Caris’ comprehensive molecular profiling assesses whole exome (DNA), whole transcriptome (RNA) and protein expression, providing an unmatched resource and the ideal path forward to conduct the translational research to accelerate discovery for detection, diagnosis, monitoring, therapy selection and drug development to improve the human condition.
Caris will present additional data from studies demonstrating the critical role of precision medicine and molecular profiling in the treatment of cancer. All presentations will be made available online through Caris’ website beginning April 8, 2022.
Additional Presentations Reveal Impact of Comprehensive Molecular Profiling and Potential Clinical Actionability
- Comprehensive characterization of FGF/FGFR alterations in invasive breast cancers (Abstract #5793)

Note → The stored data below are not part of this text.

PR #3128, opened 2021-12-05
Fix the docker image

ChrisLovering:
Since discord.py is installed via git in requirements.txt the Dockerfile needs to have git installed to download it.

Also, since lottie was added, to support stickers, this bumps the requirements, so they are available within the image.

### DIFF
--- a/Dockerfile
+++ b/Dockerfile
@@ -2,7 +2,7 @@ FROM python:3.9-slim as py
 
 FROM py as build
 
-RUN apt update && apt install -y g++
+RUN apt update && apt install -y g++ git
 COPY requirements.txt /
 RUN pip install --prefix=/inst -U -r /requirements.txt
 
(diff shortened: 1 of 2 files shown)


Akarys42 (approved):
I could confirm those changes fixed the image locally

Agent-Fennec (approved):

Cordila (commented):
@ChrisLovering Could you give a quick explanation of all the extra reqs added and why they are needed? Taku needs that before he can merge

ChrisLovering:
I imagine this is quite of of date now.

The new requirements were to support the addition of stickers. I can take a look at rebasing onto development and updating the requirements list as needed.

Cordila:
I ran this with the suggested changes and it seemed to still work. @Taaku18 could you please review this when you are free?

Issue #3152, opened 2022-05-04
[BUG]: Modmail sets the channel topic separately from channel creation


sebkuip:
### Bot Version

v4.0 (all versions)

### How are you hosting Modmail?

Other

### Error Logs

N/A

### Additional Information

When a thread is created, through multiple steps it finally invokes a discord API call [here to make a channel](https://github.com/kyb3r/modmail/blob/77489be6a21cf4befeab1dc7fa2c2d2098104cbc/core/utils.py#L431). This only sets the name, category and permissions however.

The channel topic with the user ID is only set [here in thread.py](https://github.com/kyb3r/modmail/blob/77489be6a21cf4befeab1dc7fa2c2d2098104cbc/core/thread.py#L199)

This means it's a separate API call, which might pose issues with rate limits. One should specify the topic when creating the channel instead.

PR #3154, opened 2022-05-04
User ID topic is set on thread creation now. Fix for #3152

sebkuip:
It is an extra API call to separately set the channel topic instead of passing it when creating. This issue was described in #3152


fourjr:
Thanks for the contribution, merged together with #3166

fourjr (approved):

PR #3159, opened 2022-05-28
Update app.json

haydenbla123:


StarnightFox (changes requested):
you've put your actual bots token in here-

PR #3169, opened 2022-06-29
fix: Added missing ` char

ProfessorVarox:
- Added missing ` character in update_notifications.examples[0]


fourjr:
Duplicate of #3095

PR #3178, opened 2022-08-24
Add `unhandled_by_cog` parameter to `ModmailBot.on_command_error`

### LINKED ISSUE #3170: [BUG] `ModmailBot.on_command_error` does not respect cog's `cog_command_error` error handler.
### Bot Version

v4.0.0-dev16

Other

### Error Logs

None

### Screenshots

_No response_

### Additional Information

[PLUGIN] Both cog's `cog_command_error` and `ModmailBot.on_command_error` handlers catch the same exception.

**Reproduce:**
Create a plugin with a error handler.
```py
import discord

from discord.ext import commands

from core import checks
from core.models import PermissionLevel


class MyPlugin(commands.Cog):
    def __init__(self, bot):
        self.bot = bot

    async def cog_command_error(self, ctx, error):
        if isinstance(error, TypeError):
            embed = discord.Embed(color=self.bot.error_color, description=str(error))
            await ctx.send(embed=embed)
        return
    
    @commands.command(name="raise")
    @checks.has_permissions(PermissionLevel.OWNER)
    async def raise_error(self, ctx):
        raise TypeError("Error raised.")
```

**Expected result:**
The `ModmailBot.on_command_error` handler should not be called since the error has already been dealt with within the cog/plugin.

**Actual result:**
Both `cog_command_error` and `ModmailBot.on_command_error` handlers catch the exception.
And since `ModmailBot.on_command_error` doesn't handle `TypeError`, the error is raised and traceback is printed on console.

**Error:**
```py
2022-07-06 16:10:49 __main__[1547] - ERROR: Unexpected exception:
Traceback (most recent call last):
  File "/Users/Projects/modmail/.venv/lib/python3.9/site-packages/discord/ext/commands/core.py", line 200, in wrapped
    ret = await coro(*args, **kwargs)
  File "/Users/Projects/modmail/plugins/@local/moderation/moderation.py", line 309, in raise_error
    raise TypeError("Error raised.")
TypeError: Error raised.

The above exception was the direct cause of the following exception:

Traceback (most recent call last):
  File "/Users/Projects/modmail/.venv/lib/python3.9/site-packages/discord/ext/commands/bot.py", line 1330, in invoke
    await ctx.command.invoke(ctx)
  File "/Users/Projects/modmail/.venv/lib/python3.9/site-packages/discord/ext/commands/core.py", line 995, in invoke
    await injected(*ctx.args, **ctx.kwargs)  # type: ignore
  File "/Users/Projects/modmail/.venv/lib/python3.9/site-packages/discord/ext/commands/core.py", line 209, in wrapped
    raise CommandInvokeError(exc) from exc
discord.ext.commands.errors.CommandInvokeError: Command raised an exception: TypeError: Error raised.
```

Jerrie-Aries:
- Resolve #3170

As per title, this allows plugin developers to have their own custom exceptions and have more control on how to handle errors from their plugins without flooding the console, etc.

Example in plugin file:
- Specific command error handler.
```py
# imports

class MyPlugin(commands.Cog):
    def __init__(self, bot):
        self.bot = bot

    @commands.command()
    @checks.has_permissions(PermissionLevel.OWNER)
    async def test(self, ctx, *, value: str = None):
        if value == "1":
            raise TypeError("TypeError.")
        elif value == "2":
            raise commands.BadArgument("BadArgument.")
        else:
            await ctx.send("None.")

    @test.error
    async def test_error(self, ctx, error):
        if hasattr(error, "original"):
            # usually (I'm not really sure of this) if the exception is raised inside the command and the type of exception is not inherited
            # from .CommandError, the type of error here would be .CommandInvokeError and the original exception
            # can be retrieved from the .original attribute.
            error = error.original
        if isinstance(error, TypeError):
            await ctx.send(str(error))
        else:
            await self.bot.on_command_error(ctx, error, unhandled_by_cog=True)
```

- Cog error handler, this will catch every command error raised from the plugin.
```py
# imports

class MyPlugin(commands.Cog):
    def __init__(self, bot):
        self.bot = bot

    @commands.command()
    @checks.has_permissions(PermissionLevel.OWNER)
    async def test(self, ctx, *, value: str = None):
        if value == "1":
            raise TypeError("TypeError.")
        elif value == "2":
            raise commands.BadArgument("BadArgument.")
        else:
            await ctx.send("None.")

    async def cog_command_error(self, ctx, error):
        if hasattr(error, "original"):
            error = error.original
        if isinstance(error, TypeError):
            await ctx.send(str(error))
        else:
            await self.bot.on_command_error(ctx, error, unhandled_by_cog=True)
```

### DIFF
--- a/bot.py
+++ b/bot.py
@@ -1511,7 +1511,17 @@ class ModmailBot(commands.Bot):
         logger.error("Ignoring exception in %s.", event_method)
         logger.error("Unexpected exception:", exc_info=sys.exc_info())
 
-    async def on_command_error(self, context, exception):
+    async def on_command_error(
+        self, context: commands.Context, exception: Exception, *, unhandled_by_cog: bool = False
+    ) -> None:
+        if not unhandled_by_cog:
+            command = context.command
+            if command and command.has_error_handler():
+                return
+            cog = context.cog
+            if cog and cog.has_error_handler():
+                return
+
         if isinstance(exception, (commands.BadArgument, commands.BadUnionArgument)):
             await context.typing()
             await context.send(embed=discord.Embed(color=self.error_color, description=str(exception)))


Cordila:
Does this mean the bot will handle all errors as it does right now as long as there is no error handler in the cog and if there is a error handler in the cog it will respect the cogs error handler over the eh of the bot?

Jerrie-Aries:
Yes Cordilla. The bot will still handle all errors like before.

fourjr:
LGTM Thanks

PR #3189, opened 2022-09-15
Update suggest plugin to modmail v4

RealCyGuy:
(first)


fourjr:
Thanks for updating. Will push this together with v4 release.

Jaffar93:
How to update

PR #3192, opened 2022-09-20
Update config.py

Boopup:


sebkuip:
Did…did you just change all the default values for the config, instead of just using the config command, and then push your fork as a PR?

honestly I’m impressed.

but seriously: use the config command instead of changing the default values in the files. Is a lot easier and less prone to break. Also won’t reset/break every update.

PR #3195, opened 2022-09-21
Add Alias Make/Create as Alias to Alias Add to resolve GH#3194

StephenDaDev:
"The ?snippet add command has ?snippet make/create as aliases, while the alias command does not, which will confuse users due to the lack of continuity between the commands."


Taaku18:
Thanks, merged for next release.

PR #3199, opened 2022-09-21
Dockerfile to use Python3.10 

Cordila:
This is to maintain consistency with runtime.txt

Refer to PR #3197


Taaku18:
Thanks, it was implemented and merged in #3228.

PR #3202, opened 2022-09-22
Edit permissions in bulk by using cog names GH#2900

### LINKED ISSUE #2900: Bulk Permissions override [Command request]
**Is your feature request related to a problem? Please describe.**
I want to bulk override permissions for command category
Now i need to do this manually for every commands and it is hard.

**Describe the solution you'd like**
Add command `?perms buld_override (command category/all commands) (perms level)`
It should override all commands in provided category

**Describe alternatives you've considered**
Maybe you can send me code how to do this using ?eval command.

**Who will this benefit**
Users who want to override permissions in more commands.

Cordila:
Closes #2900, a 2 year old feature request. 

Have tested this out properly and ironed out all bugs to my understanding. Attached a few screenshots to help understand better.

image
image
image
image

### DIFF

FGFR signaling is central for cancer cell proliferation, migration, angiogenesis and survival; FGFR alterations have become clinically actionable in increasing number of cancer types. This study evaluated the incidence and characterization of numerous FGF/FGFR alterations in over 12,000 invasive breast cancers and highlighted the tremendous heterogeneity of FGF/FGFR alterations in various histologic and molecular subtypes as well as different metastatic sites of breast cancer. Further, the associations of FGFR alterations and resistance to therapies were shown in a large clinical database with matched molecular results.
- Genomic and immune characteristics of EGFR subtypes in non-small cell lung cancer (NSCLC) (Abstract #4119)
While EGFR mutant NSCLC tumors generally are resistant to PD-1/PD-L1 inhibitors, a small subset of patients can have durable responses. EGFR-mutant tumors demonstrate significant molecular heterogeneity, however, there is a lack of clarity on the genomic and immune profiles of EGFR mutation subtypes, and further elucidation of this may help in identifying patients likely to respond to immune based therapies. Leveraging the multi-omic molecular data generated by Next-Generation Sequencing of DNA and RNA on a large cohort of NSCLC tumors, this study confirms the decreased immunogenicity associated with most subtypes of EGFR mutations manifested by biomarkers including PD-L1, TMB and CD8+ T cell infiltration; and reveals rare EGFR mutations associated with favorable immune profile that may suggest responsiveness to immune therapy.